Work to complete:
Your answer is every line of the material below in which the string "ElementOverlayInner" occurs.

Start of Block

PR #2615, opened 2025-02-05
fix(visual-editing): prevent snapshot overfetching

rdunk:
It looks like https://github.com/sanity-io/visual-editing/commit/74fdcddacb7ef02748cf729b67c6cdbb4c3647e2 introduced some changes in the `DocumentReporter` component which removed the unique document ID check.

This is causing documents to be unobserved/observed on every render—such as hovering on/off overlay—even if the IDs haven't changed, which in turn triggers a request to Presentation to fetch new document snapshots for every document on the page. This can result in hundreds of requests on each interaction. See video below.

This PR reverts that change, and should fix this issue.

https://github.com/user-attachments/assets/71fe6447-99b7-4ee9-91b9-bf62152b0583

### DIFF
--- a/packages/visual-editing/src/ui/Overlays.tsx
+++ b/packages/visual-editing/src/ui/Overlays.tsx
@@ -78,26 +78,33 @@ const DocumentReporter: FunctionComponent<{
   perspective: ClientPerspective
 }> = (props) => {
   const {documentIds} = props
+  const [uniqueIds, setUniqueIds] = useState<string[]>([])
+
+  useEffect(() => {
+    setUniqueIds((prev) => {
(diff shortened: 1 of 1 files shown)


packages/visual-editing/src/ui/Overlays.tsx
```diff
@@ -323,6 +330,7 @@ export const Overlays: FunctionComponent<{
   }, [overlayEnabled])
 
   const documentIds = useMemo(() => {
+    console.log('recalc documentIds')
```
stipsan, line 333:
```suggestion

```

stipsan (approved):
Great catch!! 😱

PR #2636, opened 2025-02-06
fix: solve race in comlink.onStatus

stipsan:
I've tried to screencap the before/after of this one, but it's notoriously difficult. The bug manifests itself as `status` in `<Overlays />` being stuck as `idle`, thus overlay elements never render: https://github.com/sanity-io/visual-editing/blob/d0702d8b5264d287bfcc751bbb6e02a553567fb2/packages/visual-editing/src/ui/Overlays.tsx#L347

With the latest stable of `@sanity/visual-editing` I can reproduce it after 10 or so attempts of rapidly switching between structure tool and presentation tool.
With `@sanity/visual-editing@2.12.15-canary.0` I've attempted to reproduce almost 100 times and it no longer happens 😮‍💨

### DIFF
--- a/apps/page-builder-demo/src/sanity.types.ts
+++ b/apps/page-builder-demo/src/sanity.types.ts
@@ -871,24 +871,6 @@ export type PageSlugsResult = Array<{
   slug: string | null
 }>
 
-// Source: ./src/app/project/[slug]/page.tsx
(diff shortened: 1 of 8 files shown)


rdunk (approved):
Cool, LGTM, we can improve how comlink handles status later.

PR #2993, opened 2025-05-12
refactor(apps): use @sanity/sveltekit in svelte app

rdunk:
Gentle PR to ease back in... This refactors the Svelte app to use the new `@sanity/sveltekit` package which supersedes the exports at `@sanity/visual-editing/svelte` and `@sanity/svelte-loader`. We should be able to deprecate those packages shortly, when docs and guides have been updated. I'll also publish a first major of `@sanity/sveltekit`.

It also updates the app to use Svelte 5 syntax, making use of new features like runes.


stipsan (dismissed):
Let's go! ❤

PR #2996, opened 2025-05-19
feat: Custom Overlay Plugins

jmswrnr:
This PR introduces a higher-level plugins API for custom overlays in the presentation tool.

This work can be split into 2 main focus areas:
- The new `data-sanity-edit-group` - groups multiple sanity nodes into one visual overlay element.
- The new `plugins` prop - a simple pattern to add custom overlay components.

### Questions
- [x] Should we call this Plugins instead of Extensions?
- [ ] We have the new `OverlayPluginDefinition` type, but should we also provide a public type for plugin definitions in function form to encourage a nice pattern which accepts user-configurable plugin options.

### Considerations
- [ ] `next-sanity` will need to update [`<VisualEditing />`](https://github.com/sanity-io/next-sanity/blob/a6f893b2c6a55337b63b62a57ddc1eb7400c3014/packages/next-sanity/src/visual-editing/client-component/VisualEditing.tsx#L134) component to pass this new `plugins` prop.

### Review Focus Points
- `findSanityNodes` has been refactored to support groups of multiple nodes to one visual overlay element. The returned `ResolvedElement` data is expected to have a `sanity` node, but now with the introduction of groups can contain multiple targets (including the `sanity` node). I've kept a `commonSanity` value in this `ResolvedElement` which is the same `sanity` node for individual overlay elements with one sanity node, but for groups containing multiple sanity nodes it attempts to find a common node and otherwise falls back to the first node if no common path is found. This fallback isn't ideal but reduces changes in this PR by keeping a guaranteed sanity node per visual overlay element, even if it just falls back to the first. We could improve this as follow up work.
- The `controller.tsx` has been updated to support groups of multiple sanity nodes connected to one visual overlay element. This work includes some strategic unregistering of element and re-parsing of groups on mutation. Would be great to get a sense check on this part, check as when groups are added/removed and elements inside a group are mutated and should still remain inside a group and not register again.
- `<PointerEvents />` is now used in `ElementOverlay.tsx` - I'm not sure if this should be used here or not, there seems to be a strange occurrence to do with the hover stacking pattern causing an overlay to get stuck open when an exclusive plugin is closed without the element being hovered anymore.


packages/visual-editing/src/ui/ElementOverlay.tsx
```diff
@@ -189,59 +240,194 @@ const ElementOverlayInner: FunctionComponent<ElementOverlayProps> = (props) => {
...
+            </Labels>
+          </Tab>
+        )}
+
+        <HUD>
+          {plugins?.map((plugin, i) =>
+            plugin.hud.map((hud) => {
+              const Component = hud.component
+              if (!Component) return null
+              return <Component key={i} PointerEvents={PointerEvents} {...plugin.context} />
```
rdunk, line 416: Here `i` is the index of the outer `plugins?.map`, so is the same key is being assigned to all components from the inner `hud.map`?

packages/visual-editing/src/ui/ElementOverlay.tsx
```diff
@@ -43,7 +52,10 @@ const isReactElementOverlayComponent = (
 }
 
 export interface ElementOverlayProps {
+  comlink?: VisualEditingNode
+  comlinkStatus?: Status
```
rdunk, line 56: Is the `comlinkStatus` prop used by the `ElementOverlay`?

rdunk:
Also dropping a note here that we'll also need to check about adding any new props for other frameworks too once this gets merged.

packages/visual-editing/src/ui/ElementOverlay.tsx
jmswrnr: I tidied this up but there still seems to be a duplicate key error coming from somewhere, will investigate further

packages/visual-editing/src/ui/ElementOverlay.tsx
jmswrnr: Nope, removed this prop now

packages/visual-editing/src/ui/ElementOverlay.tsx
jmswrnr: Ah ok `context.node.id` is not a unique ID, switched that out for a runtime `uuid`

stipsan (dismissed):
Looking great! Stellar work 💖

jmswrnr:
Thanks @stipsan ! 🙌 

Would be great to resolve this PointerEvents pattern here before bringing this in, @rdunk - there's a [new commit](https://github.com/sanity-io/visual-editing/pull/2996/commits/967e8834d4d77b309fc08dd4606b6c02d7dd2207) to tackle this, could you please check that out! it's a little hacky but seems to be working as expected. When closing an exclusive plugin control, it should now allow you to click outside the overlay plugin area to close and reset the hover stack, then if you're hovering an overlay element after it closes, that new overlay element should be visible.

jmswrnr:
Thanks for the feedback @rdunk! 🙌 

> I wonder if the ellipsis menu should follow the same behaviour established by the other popover interactions

I've now locked body scroll using the popover background, and allow the mouse to leave without closing the over which can now click-to-edit. 8d6fb31

> I'm not sure about the first menu item.

This was added because granular click-to-edit is lost when grouping multiple sanity nodes to the one visual element. Perhaps we could hide this label for non-group overlays, but I left it in for consistency and the fact it needs to label what the plugin is running on (can have same plugin option multiple times on one menu for different nodes).

Screenshot 2025-05-23 at 10 54 35

> The use of `<PointerEvents>` to wrap the content of the `<ElementOverlayInner>` means the label tab will now always receive events

I've now updated this label so clicking will now focus like clicking the main element. 5c595d3

> Should the label tab stay active when an exclusive plugin is enabled?

I don't think so, when making an exclusive plugin the visual can overflow the element bounds with controls, for example a hotspot tool wouldn't want a label on top of the crop handle. Same with the close button, which is why I added the prop to close the plugin so users can implement a close method best suited for the plugin. As it's the only thing displayed when active, it's fine to let users implement custom methods, perhaps we could follow up with an opt-in close button component if there is need for it.

Also, the label isn't overly useful in group contexts also, as it picks the first sanity node if no common path is found which may not be related to the node you're editing in exclusive mode.

rdunk (approved):
Nice work, thanks for considering the feedback, let's get this merged finally! 🚀

PR #2997, opened 2025-05-19
fix(comlink): Promise.withResolvers shim

rdunk:
Adds a fallback implementation of `Promise.withResolvers` used in the `fetch` method on nodes. Error was reported for dashboard users on older versions of Safari.

### DIFF
--- a/packages/comlink/src/node.ts
+++ b/packages/comlink/src/node.ts
@@ -35,6 +35,7 @@ import type {
   StatusEmitEvent,
   WithoutResponse,
 } from './types'
+import {createPromiseWithResolvers} from './util'
 
 /**
  * @public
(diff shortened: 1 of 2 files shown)


ChrisNolan:
Is there an opportunity here to have a system in place that knows what the minimum version of the main browsers are for the different javascript function used by the system and just simply fail gracefully telling users they need to upgrade their browser?

In this case it looks like there is a simple enough shim to get around it, but I'd think there would be other cases where this function was being used in other parts of studio which haven't been caught here?  Or other javascript features/improvements?

Just wondering out loud.  

E.g. to know the versions of browsers which have support for this function see https://developer.mozilla.org/en-US/docs/Web/JavaScript/Reference/Global_Objects/Promise/withResolvers

EoinFalconer (approved):

PR #3026, opened 2025-05-28
feat: add overlay plugin define helper

jmswrnr:
This PR:
- Adds a `defineOverlayPlugin` helper function (following #2996)
- Refactors existing demo app overlay components into new plugin API

The new `defineOverlayPlugin` function provides a pattern for defining typed overlay plugins with some features:
- A plugin can define a `guard` function to show which contexts it can support (for example all `string` fields). With the helper, it adds a user-configurable `guard` function to specify which project-specific contexts to use the plugin on (for example all `title` paths).
- A plugin can now also define an object of user-configurable options.

### What to review
- Guard logic is working as intended, the plugins are only shown on the intended overlay elements. Both guard functions (user config and plugin) need to pass in order for the plugin to be shown. If either guard function is not defined it will act as if `true` (passing).
- Title & 3D Rotate examples working as expected.


packages/visual-editing/src/overlay-components/defineOverlayPlugin.ts
```diff
@@ -0,0 +1,62 @@
...
+
+        if (pluginGuardResult === false) {
+          return false
+        }
+
+        return config?.guard?.(context) ?? true
+      },
+    }
+  }) as OverlayPluginUserFn<O>
+}
```
rdunk, line 62: Nice!

apps/page-builder-demo/src/components/overlay-plugins/index.tsx
```diff
@@ -1,14 +1,20 @@
...
+  LEDLifespanHUD(),
+  ImageResolutionHUD(),
+  Rotate3D({guard: ({node}) => node.path.endsWith('rotations')}),
+  ExcitingTitlePlugin({
+    guard: ({node}) => node.path.endsWith('title'),
+    options: {append: '?', buttonText: '🤩'},
+  }),
+  ExcitingTitlePlugin({
+    guard: ({node}) => node.path.endsWith('headline'),
+  }),
```
rdunk, line 19: This is great.

rdunk (approved):
Awesome addition.

Also, feel free to remove and/or change the "ExcitingTitlePlugin" to an exclusive plugin if it makes more sense in the context of this demo app and what you need it to do.

rdunk (approved):
LGTM!

PR #3172, opened 2025-07-30
feat(comlink): add pause method

joshuaellis:
### Description

Dashboard would _love_ a way to "pause" channels, but not delete and destroy them (which is what the `stop` method appears to do). Because our iframes are kept "alive" by the activity API. So instead this method just runs the "cleanup" function that disconnects & stops connections, but they're kept in the registries so the start function should work once more when called.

End of Block

Answer to this task:
@@ -189,59 +240,194 @@ const ElementOverlayInner: FunctionComponent<ElementOverlayProps> = (props) => {
> The use of `<PointerEvents>` to wrap the content of the `<ElementOverlayInner>` means the label tab will now always receive events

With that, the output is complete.